**ABOUT THIS EXERCISE**
Return the records verbatim.

[[ EXTRACTED DATA, beginning ]]

PR #964, opened 2021-02-20
PA-2816, PA-2815

devinleighsmith:
Ensure that all incoming subdivisions are:
1) given the proper property type
2) use the pid of the first passed in parcel
3) generate a unique pin when a new subdivision is being added.
4) don't display pid/pin on frontend


backend/api/Areas/Property/Mapping/Parcel/ParcelMap.cs
```diff
@@ -67,6 +67,7 @@ public void Register(TypeAdapterConfig config)
                 .Map(dest => dest.Id, src => src.Id)
                 .Map(dest => dest.PID, src => ParcelConverter.ConvertPID(src.PID))
                 .Map(dest => dest.PIN, src => src.PIN)
+                .Map(dest => dest.PropertyTypeId, src => src.PropertyTypeId)
```
devinleighsmith, line 70: This is for an edge case - it is currently possible to create a subdivision with no parent by creating a subdivision and then deleting the parent. In that case, this logic will ensure that a subdivision is not converted to a parcel during an update just because it doesn't have a parent parcel.

backend/api/Areas/Property/Mapping/Parcel/ParcelParcelMap.cs
```diff
@@ -53,6 +48,7 @@ public void Register(TypeAdapterConfig config)
             config.NewConfig<Model.SubdivisionParcelModel, Entity.ParcelParcel>()
                 .EnableNonPublicMembers(true)
                 .Map(dest => dest.ParcelId, src => src.Id)
+                .Map(dest => dest.Parcel.PID, src => ParcelConverter.ConvertPID(src.PID))
```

[[ EXTRACTED DATA, end ]]

**EXERCISE SOLUTION**
PR #964, opened 2021-02-20
PA-2816, PA-2815

devinleighsmith:
Ensure that all incoming subdivisions are:
1) given the proper property type
2) use the pid of the first passed in parcel
3) generate a unique pin when a new subdivision is being added.
4) don't display pid/pin on frontend


backend/api/Areas/Property/Mapping/Parcel/ParcelMap.cs
```diff
@@ -67,6 +67,7 @@ public void Register(TypeAdapterConfig config)
                 .Map(dest => dest.Id, src => src.Id)
                 .Map(dest => dest.PID, src => ParcelConverter.ConvertPID(src.PID))
                 .Map(dest => dest.PIN, src => src.PIN)
+                .Map(dest => dest.PropertyTypeId, src => src.PropertyTypeId)
```
devinleighsmith, line 70: This is for an edge case - it is currently possible to create a subdivision with no parent by creating a subdivision and then deleting the parent. In that case, this logic will ensure that a subdivision is not converted to a parcel during an update just because it doesn't have a parent parcel.

backend/api/Areas/Property/Mapping/Parcel/ParcelParcelMap.cs
```diff
@@ -53,6 +48,7 @@ public void Register(TypeAdapterConfig config)
             config.NewConfig<Model.SubdivisionParcelModel, Entity.ParcelParcel>()
                 .EnableNonPublicMembers(true)
                 .Map(dest => dest.ParcelId, src => src.Id)
+                .Map(dest => dest.Parcel.PID, src => ParcelConverter.ConvertPID(src.PID))
```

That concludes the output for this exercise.